Defendant contends that the trial judge committed prejudicial error by refusing to suppress that portion of defendant's statements containing evidence of uncharged misconduct. The uncharged misconduct referred to is indicated by the statement made by defendant to Detective Washburn that at the time of defendant's arrest he was absent without leave from his military unit without proper authority. Such action is a *824 violation of the Uniform Code of Military Justice, 10 U.S.C.A. § 886.
It is the general rule that on a prosecution for a particular crime, evidence in chief which shows that defendant has committed other distinct, independent offenses is not admissible. State v. Myers, 240 N.C. 462, 82 S.E.2d 213; State v. McClain, 240 N.C. 171, 81 S.E.2d 364. This rule is subject to many exceptions. State v. McClain, supra, and State v. Harris, 223 N.C. 697, 28 S.E.2d 232.
In Stansbury, North Carolina Evidence, 2d Ed. § 91, p. 209, we find the following:"* * * It is submitted, however, that the rule is in fact a simple one which, when accurately stated, is subject to no exceptions: Evidence of other offenses is inadmissible if its only relevancy is to show the character of the accused or his disposition to commit an offense of the nature of the one charged; but if it tends to prove any other relevant fact it will not be excluded merely because it also shows him to have been guilty of an independent crime."

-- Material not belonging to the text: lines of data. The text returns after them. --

PR #273, opened 2026-09-09
Wrap use of PyWeakref_GET_OBJECT if we need it

s-t-e-v-e-n-k:
Python 3.15 removes PyWeakref_GET_OBJECT, and the path forward is by using PyWeakref_GetRef, which was only added in Python 3.13. Add a wrapper for it if required, and switch to using PyWeakref_GetRef everywhere that called PyWeakref_GET_OBJECT.


MatthieuDartiailh:
Thanks for your contribution. Could you also add 3.15 to the test and release matrix ?

s-t-e-v-e-n-k:
> Thanks for your contribution. Could you also add 3.15 to the test and release matrix ?

I have not added it to the release matrix for now, since 3.15 final isn't out quite yet.

MatthieuDartiailh:
The typing error is unrelated so I will merge thanks

PR #475, opened 2023-04-12
fix: force refresh jwt token on ensureAuthenticatedUser

syedsajjadkazmii:
[VAN-1371](https://2u-internal.atlassian.net/browse/VAN-1371)

**Description:**

This PR adds a `forceRefresh: true` option while calling `fetchAuthenticatedUser` inside `ensureAuthenticatedUser` to forcefully refresh the JWT token from the backend.

**Why this was needed?**

When a user resets his password through account settings (accounts MFE), the user is redirected to the login page because his session is invalidated at the backend. But he is not logged out of other MFEs such as learner home even if the user refreshes the page. But if the user tries to do some API call to the backend for example user tries to **unenroll** a course in the learner's home MFE, a 403 forbidden response is returned from the backend because he is unauthenticated at the backend and the course is not unenrolled.

The reason is on refreshing the JWT token is not refreshed from the backend instead the token is fetched from cookies and decoded to ensure authentication at the frontend. 

**Effect on users:**

- Users stay authenticated on the frontend but are unable to perform certain actions because they are unauthenticated at the backend.
- This is inconsistent in that the user is unauthenticated at the backend but authenticated at frontend. 

This fix will make sure to un-authenticate the user on frontend when the user is unauthenticated on the backend.

**Please let us know if you think this change will have any negative effects**

### DIFF
--- a/src/auth/AxiosJwtAuthService.js
+++ b/src/auth/AxiosJwtAuthService.js
@@ -250,7 +250,7 @@ class AxiosJwtAuthService {
    * @returns {Promise<UserData>}
    */
   async ensureAuthenticatedUser(redirectUrl = this.config.BASE_URL) {
-    await this.fetchAuthenticatedUser();
+    await this.fetchAuthenticatedUser({ forceRefresh: true });
 
     if (this.getAuthenticatedUser() === null) {
       const isRedirectFromLoginPage = global.document.referrer


syedsajjadkazmii:
> Doesn't this mean we'll be forcing a refresh on every single page load of all MFEs?  This code is called on initialization. 

Yes it does mean that.

adamstankiewicz (commented):
I tend to share David's concerns about force refreshing on initialization of all MFEs. An alternative could be that you override the `auth` handler in the initialization of your MFE in such a way that passes `forceRefresh: true` for just the accounts MFE.

FWIW, we've also had to implement at least one mechanism to force-refresh an authenticated user's JWT token in our Enterprise MFE(s). So, it does seem like `@edx/frontend-platform` should have a re-usable mechanism to allow consumers to force refresh the JWT if a specified condition passes on initialization; I don't think if it should be defaulted to true for all MFEs.

In the Enterprise MFE(s), we ended up implementing a `LoginRefresh` ([source](https://github.com/openedx/frontend-app-learner-portal-enterprise/blob/f6a7aecba357f97369828d5c0d7ffb9a6d2d9399/src/components/app/LoginRefresh.jsx#L9)) component that conditionally calls the `${getConfig().LMS_BASE_URL}/login_refresh` API when needed. You might consider something like this as an alternative solution, too.

davidjoy (changes requested):
Based on our conversation, I think we need to have a more nuanced approach here for the particular issue we're running into.  As written, this will cause all MFEs to make an extra request on load, affecting performance across the board.

PR #235, opened 2021-10-21
feat: iframe-based experience plugins

davidjoy:
**Description:**
This PR enables the ability to render plugin MFEs inside a host MFE using Plugin Slots and iFrames. 

**The additions and changes in this PR include:** 
- Plugin setup for both Host (where plugin is rendered) and "Child" MFE (where desired component is retrieved)
- The `example` app was also moved inside its own folder so that an `example-plugin` app could also run concurrently in order to see the plugin framework in use. (31 files)
  - Includes replacing `.env` files with `env.config.js`  

**Recommended Approach to Understanding**
- Run Example Apps
  - Run `npm ci` in both example app directories before running `npm run start` for each app. 
  - Notable files include
    - Host MFE: 
      - `example/src/index`
      - `example/src/PluginsPage`
    - "Child" MFE: 
      - `example-plugin-app/src/index.jsx`
      - `example-plugin-app/src/PluginOne.jsx` (for error fallback)
      - `example-plugin-app/src/PluginTwo.jsx`
- Read ["edX Micro-frontend Plugins Tech Spec"](https://docs.google.com/document/d/1nNxSFSGkGkIQP769WTUN9cSnMImEDEOZFpJ-0qDOR3M) (Restricted to 2U) to gain a better overview of the framework, considerations that still need to be made, and some diagrams. 
- Checkout the branch and follow the flow for:
  - Unit tests written in `Plugin.test.jsx`, include both Host and "Child" 
  - Host MFE
    - PluginSlot -> PluginContainer -> PluginContainerIFrame 
    - includes `hooks`, `constants`, and `pluginConfigShape`
  - "Child" MFE 
    - Plugin + PluginErrorBoundary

In instant case defendant was charged in the bill of indictments as "Curtis Proulx, alias Harold Jones." The evidence under attack is relevant to show to the jury the reasons for the use of the alias and to correctly identify defendant by name. It is clear that the evidence was not offered to show the character of defendant or his disposition to commit an offense of the nature of the one charged. Defendant made no request for limiting instructions on this point. Further, we are unable to perceive prejudicial error in the admission of testimony showing commission of an act which might result in the limited punishment which can be imposed by a summary court martial, or by "company punishment," when other conduct admitted in the same statement tends to show defendant's participation in two distinct felonies. Prejudicial error is further negated by defendant's own statement on cross-examination that he was AWOL at the time of his arrest. State v. Williams, 275 N.C. 77, 165 S.E.2d 481.
The trial judge did not commit error in admitting this portion of defendant's statement.